RDC | Violence sexuelle contre les enfants : Kinshasa et Kasaï aussi exposées que les zones en guerre (Rapport UNICEF)

La République démocratique du Congo fait face à une urgence humanitaire dont les proportions atteignent des seuils critiques. Selon un rapport de l’UNICEF publié ce 30 décembre 2025, la violence sexuelle contre les enfants est désormais une crise « endémique et systémique » qui s’aggrave sur l’ensemble du territoire national.

L’analyse des données révèle une topologie de la crise aux racines plurielles. Dans l’Est du pays (Nord-Kivu, Sud-Kivu et Ituri), le conflit armé et les déplacements massifs demeurent les principaux moteurs de l’insécurité. À l’opposé, dans des zones hors conflit comme Kinshasa ou le Kasaï, la violence prend un autre visage, alimentée par la pauvreté extrême et la déscolarisation.

Catherine Russell, Directrice générale de l’UNICEF, souligne cette transversalité en déclarant que « les témoignages sont les mêmes d’une province à l’autre, signe qu’il s’agit d’une crise profonde alimentée par l’insécurité, les inégalités et le manque de robustesse des systèmes de soutien ». Cette observation démontre qu’aucune province n’est épargnée par le fléau, indépendamment de la présence ou non de combats actifs.

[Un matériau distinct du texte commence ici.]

PR #2336, opened 2020-11-17
Manually implement a vtable for PyObjectRef

coolreader18:
You can see a lot of the rationale for this in the comment at the top of `pyobjectrc.rs`. Here's the benchmark info:

```
Benchmark #1: ./rustpython-norm benchmarks/pystone.py 50000
  Time (mean ± σ):      6.282 s ±  0.198 s    [User: 6.247 s, System: 0.016 s]
  Range (min … max):    5.911 s …  6.542 s    10 runs
 
Benchmark #2: ./rustpython-opt benchmarks/pystone.py 50000
  Time (mean ± σ):      4.887 s ±  0.171 s    [User: 4.866 s, System: 0.008 s]
  Range (min … max):    4.687 s …  5.283 s    10 runs
 
Summary
  './rustpython-opt benchmarks/pystone.py 50000' ran
    1.29 ± 0.06 times faster than './rustpython-norm benchmarks/pystone.py 50000'
```

### DIFF
--- a/.github/workflows/ci.yaml
+++ b/.github/workflows/ci.yaml
@@ -161,6 +161,21 @@ jobs:
         run: python -m pip install flake8
       - name: run lint
         run: flake8 . --count --exclude=./.*,./Lib,./vm/Lib  --select=E9,F63,F7,F82 --show-source --statistics
+  miri:
+    name: Run tests under miri
+    runs-on: ubuntu-latest
+    steps:
+      - uses: actions/checkout@master
+      - uses: actions-rs/toolchain@v1
+        with:
+            profile: minimal
+            toolchain: nightly
+            components: miri
+            override: true
+      - name: Run tests under miri
+        # miri-ignore-leaks because the type-object circular reference means that there will always be
+        # a memory leak, at least until we have proper cyclic gc
+        run: MIRIFLAGS='-Zmiri-ignore-leaks' cargo +nightly miri test -p rustpython-vm -- miri_test
 
   wasm:
     name: Check the WASM package and demo
--- a/Cargo.lock
+++ b/Cargo.lock
@@ -1894,6 +1894,7 @@ dependencies = [
  "sha2",
  "sha3",
  "socket2",
+ "static_assertions",
  "statrs",
  "thiserror",
  "thread_local",
--- a/vm/Cargo.toml
+++ b/vm/Cargo.toml
@@ -79,6 +79,7 @@ cfg-if = "0.1.10"
 timsort = "0.1"
 thiserror = "1.0"
 atty = "0.2"
+static_assertions = "1.1"
 
 ## unicode stuff
 unicode_names2 = "0.4"
--- a/vm/src/builtins/code.rs
+++ b/vm/src/builtins/code.rs
@@ -198,7 +198,7 @@ impl PyCode {}
 #[pyimpl]
 impl PyCodeRef {
     #[pyslot]
-    fn tp_new(_cls: PyTypeRef, vm: &VirtualMachine) -> PyResult<PyRef<Self>> {
+    fn tp_new(_cls: PyTypeRef, vm: &VirtualMachine) -> PyResult<Self> {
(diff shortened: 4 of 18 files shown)


coolreader18:
Wild... specifically when compiling to wasm32 (web or wasi) there's an index out of bounds error in `pytype::new`

coolreader18:
Maybe a miscompilation or something?

carbotaniuman:
Where is the index ooh found? Don't see it in GH Actions

carbotaniuman:
You also shouldn't need to go through ManuallyDrop when ptr cast - just go to MaybeUninit.

coolreader18:
@carbotaniuman it doesn't show up in the CI logs, but running with `cargo build --release --target wasm32-wasi --no-default-features && wasmer run target/wasm32-wasi/release/rustpython.wasm` shows an error. The web demo showed the error stack in the console, but it's specifically something in `pytype::new`, with iterating over `new_type.attributes.read().keys()`, even though `attributes` is empty. You can put debugging prints around it, it's *really weird*:
```rust
{
    let attrs = new_type.attributes.read();
    eprintln("made it here! len {}", attrs.len()); // len 0
    for attr_name in attrs.keys() {
        .update_slot...
    }
    eprintln!("won't get here");
}
```

coolreader18:
Okay I figured it out, I made some assumptions about layout that didn't hold up on wasm, so I flattened the `value` field of `PyInner` into the struct. Now `vtable`, `typeid`, `dict`, `typ`, and `payload` are all fields of the same struct.

coolreader18:
I think we need to reorganize the `pyobject` module, it's got too many types from too many different things and now it doesn't even have `struct PyObject` in it. Maybe we could extract some stuff out into an `abstract` module, or something like that?

coolreader18:
Here's the phenomenon that motivated this:
```rust
pub struct Foo<T: ?Sized> {
    x: u8,
    t: T,
}
pub trait Trait {}
pub fn concrete_offset(foo: &Foo<u16>) -> &u16 {
    &foo.t
}
pub fn dyn_offset(foo: &Foo<dyn Trait>) -> &dyn Trait {
    &foo.t
}
```
```asm
playground::concrete_offset:
	lea	rax, [rdi + 2]
	ret

playground::dyn_offset:
	mov	rdx, rsi
	mov	rcx, qword ptr [rsi + 16]
	mov	rax, rcx
	neg	rax
	and	rax, rcx
	add	rax, rdi
	ret
```
https://play.rust-lang.org/?version=stable&mode=release&edition=2018&gist=87db3840556bac8f055bd28722d86950

carbotaniuman:
That by all accounts should work though. Does that break if you feed it through wasmer?

coolreader18:
Oh, no I figured that out. That was just a mistake wrt struct layout and alignment.

carbotaniuman:
So it looks like we're just doing tag dispatch across every PyObjectPayload. Wouldn't moving the TypeId back to the stable lead to the same vtable issues every access?

coolreader18:
No, because checking the vtable when casting is an expected operation, but previously just getting the type id required a) looking in the vtable for the offset of the payload, b) calling a vtable method on `PyObjectPayload` `as_any(&self) -> &dyn Any`, and c) calling the `downcast_ref(&self) -> Option<&T>` method which calls the vtable method of `Any` `type_id(&self) -> TypeId`. Now, it just requires a direct access into the object/object vtable to get a u64, compares that u64 with a constant, and returns a concrete offset of the object if that's true or None otherwise.

youknowone:
I am sorry for late review. I recently have other jobs with due, so it is not easy to spend time for this project. And I think these jobs will be finally resolved in early December. This PR is ambitious, so then it will take time to review.
Since you are the member who understand this the best, feel free to merge it first if you need it and don't block other PRs by this.
I will promise to cover this up again when I come back next month.

coolreader18:
@youknowone no worries! Definitely prioritize other stuff if you're busy :). That sounds good, I'm confident in this implementation so I guess I'll merge it now.

PR #2337, opened 2020-11-18
Fix os.stat().st_mode error in windows

owtotwo:
Use oct number like in CPython fileutils.c instead of decimal number leading zero. (e.g.: 0666 -> 0o666)


coolreader18 (approved):
Nice catch! That was kinda a silly mistake :grin: Are there any skipped tests that are fixed by this?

Des statistiques sans précédent

Les chiffres compilés par les services de protection témoignent d’une accélération brutale du phénomène. Au cours des neuf premiers mois de l’année 2025, plus de 35 000 cas d’agressions sexuelles contre des enfants ont été recensés. Cette tendance confirme la dégradation observée en 2024, année où le pays avait enregistré près de 45 000 actes, soit le triple des données de 2022.

Le rapport précise néanmoins que cette comptabilité ne reflète qu’une fraction du désastre. L’organisation internationale explique que ces chiffres masquent un « préjudice généralisé et ancré durablement », précisant que le bilan réel est « certainement bien plus lourd du fait des défauts de signalement » liés à la stigmatisation et à la peur des représailles. Les adolescentes et les enfants en situation de handicap figurent parmi les groupes les plus exposés.

Séquelles et effondrement des financements

Les conséquences pour les survivants sont dévastatrices, allant des traumatismes psychologiques profonds aux risques accrus d’infections comme le VIH. Les victimes font face à un « rejet de la société, y compris l’exclusion familiale et communautaire », compliquant leur réinsertion.

Pourtant, alors que les besoins explosent, les ressources financières s’amenuisent. Le rapport pointe un « ciseau financier » alarmant : mi-2025, les interventions de lutte contre les violences liées au genre n’étaient financées qu’à hauteur de 23 %, contre 48 % en 2022. Ce désengagement contraint les structures d’aide à réduire leurs activités, menaçant de priver « 300 000 enfants dans les régions de l’est » d’un accès aux soins vitaux.

L’appel à une mobilisation internationale

Face à l’urgence, l’UNICEF exhorte le gouvernement congolais et ses partenaires à agir immédiatement. L’organisation plaide pour un renforcement de la responsabilité juridique afin que les auteurs soient « mis face à leurs responsabilités ».

Catherine Russell martèle que « cette crise liée à la violence sexuelle exige une intervention immédiate et l’observance du droit international ». L’appel se structure autour de quatre axes prioritaires : la prévention, la multiplication des services de prise en charge, le renforcement du système judiciaire et l’augmentation durable des investissements pour protéger l’avenir de la jeunesse congolaise.